The replicator hypothesis calls these patterns memes. Like genes, the replicator hypothesis focuses on these memes in the case of intelligent societies, and sees the spread of memes as the purpose of society's existence. According to the meme theory, replicating memes are formed in society, which, if they are suitable, spread throughout the community and change and shape the society.

The meme extension of the replicator hypothesis can interpret many of the phenomena that determine the life of a society of intelligent individuals. It can apparently interpret the processes that take place in society and, through them, the changes in society. However, the meme hypothesis cannot explain the direction of change in society on the basis of necessity. The meme hypothesis is unable to see and unable to predict future changes.

Because usually the changes creating diversity in the process of evolution are random, cannot be predicted, hence evolution of the society has no direction. However, if the hypothesis of life as a persistent stable structure is a suitable interpretation of living matter, it can be used not only to interpret changes in society, but also to model and predict how certain changes will generate changes in society. According to the theory, society changes in such a possible direction that it can maintain its stable structure - or else it will fall apart and possibly cease to exist.

As living matter operates, societies of living beings are created, which behave as living organisms. Living matter is characterized by growth and reproduction. Society as a living organism works in a similar way. It grows and reproduces if it can form a persistently stable structure, while it changes if in this way the stable structure is maintained in the environment.

Evolution also shapes societies of intelligent individuals through changes in genes and memes, which are the templates for the organization of living matter. In this evolution, not as an inherently necessary consequence, but if it appears, it will qualitatively differently alter the maintainability of the living structure, the information content of memes is being stored independently of the personal existence of the individuals that form the society. The writing emerges.

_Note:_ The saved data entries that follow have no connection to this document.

PR #7743, opened 2025-10-24
fix: bundle edge functions if they exist on deploy --no-build

pieh:

#### Summary

Fixes https://linear.app/netlify/issue/FRB-2024/ensure-edge-functions-are-bundled-with-no-build-option

---

      passes our tests.


tests/integration/commands/deploy/deploy.test.ts
```diff
@@ -178,11 +178,13 @@ describe.skipIf(process.env.NETLIFY_TEST_DISABLE_LIVE === 'true').concurrent('co
         .withNetlifyToml({
           config: {
             build: { publish: 'public', command: 'echo "no op"' },
-            edge_functions: [{ function: 'edge', path: '/*' }],
```
pieh: this was making this test pass, but also it meant that
```
'should deploy Edge Functions when directory exists'
```
test description was not correct, as with no explicit edge functions config, edge functions were NOT deployed

src/commands/deploy/deploy.ts
```diff
@@ -727,8 +728,11 @@ const bundleEdgeFunctions = async (options: DeployOptionValues, command: BaseCom
     // We log our own progress so we don't want this as well. Plus, this logs much of the same
     // information as the build that (likely) came before this as part of the deploy build.
     quiet: options.debug ?? true,
-    // @ts-expect-error FIXME(serhalp): This is missing from the `runCoreSteps` type in @netlify/build
+    // (cachedConfig type error hides this one, but it still is valid) @ts-expect-error FIXME(serhalp): This is missing from the `runCoreSteps` type in @netlify/build
     edgeFunctionsBootstrapURL: await getBootstrapURL(),
+    // @ts-expect-error 'CachedConfig' is not assignable to type 'Record<string, unknown>'.
+    // Index signature for type 'string' is missing in type 'CachedConfig'.
+    cachedConfig: command.netlify.cachedConfig,
```
pieh, line 735: this is a bit frustrating, once I do add `cachedConfig` here, it no longer complain about `edgeFunctionsBootstrapURL` and now it actually complain about `@ts-expect-error` for it ... but this is still valid, just somehow hidden because of `cachedConfig` type error ... 

Passing `cachedConfig` seems needed to properly support `--cwd other/dir` case, as otherwise bundling was trying to look in current directory and there doesn't seem to be other arguments we can pass to tell it to look elsewhere (despite passing `cwd` explitly above).

src/commands/deploy/deploy.ts
```diff
@@ -867,10 +871,11 @@ const prepAndRunDeploy = async ({
...
-
-  // build flag wasn't used and edge functions exist
-  if (!options.build && edgeFunctionsConfig && edgeFunctionsConfig.length !== 0) {
+  // build flag wasn't used and edge functions directories exist
+  if (!options.build && (await anyEdgeFunctionsDirectoryExists(command))) {
+    // for the case of directories existing but not containing any edge functions,
+    // there is early bail in edge functions bundling after scanning for edge functions
+    // for this case and to avoid replicating scanning logic here, we defer to the bundling step
     await bundleEdgeFunctions(options, command)
   }
```
pieh, line 880: the previous condition doesn't seem to be met unless you specify some edge functions configuration in toml (?) so instead we check if there are edge functions dir present and trigger on-demand edge bundling if they are

if directories exist but contain on edge functions - there will be early bail - that's just edge bundling function step in `@netlify/build` works, so I opted not trying to repeat same logic here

The appearance of writing allows the information accumulated in memes to grow indefinitely. Before the use of writing, the information accumulated in memes was stored only in the brains, one of the organs that enables intelligent individuals to function, in a limited capacity corresponding to the complexity of the actual brain. With the emergence of writing, the capacity of information stored in memes becomes unlimited.

Just as the increase in the length of DNA has allowed an increase in the amount of information stored, and led to an increase in complexity of living structures, the emergence of writing allows a qualitatively new, unlimited increase in the complexity of intelligent societies.

And there is another aspect related to intelligent species concerning the evolution of life. Until the emergence of intelligence, evolution was governed by chance, which determined how DNA changed. This exclusivity changes with the emergence of the intelligent species. Intelligence can replace the random nature of evolution with intelligent design. Evolution is still determined by the environment, but intelligent design and unlimited information capacity set the society of intelligent individuals on a qualitatively new trajectory of evolution, resulting in exponentially increase of complexity.

With these capabilities, the living organism of a society of intelligent individuals has the ability to maintain its persistently stable structure under any environmental conditions. If a society with such capabilities can exist for a sufficient period of time, it will be able to maintain its structure in the conditions of space, and thus life will overcome the limitations of the planet that gave rise to it.

Life, the persistently stable structure, can thus become unlimited in extension. The growth and reproduction of such life is limited only by the possibilities of the whole universe. Sooner or later life will reach this stage. Whether life on Earth will become a member of this galactic society depends only on us, humans, and the life that emerges from us depends on the evolution of the human-built society.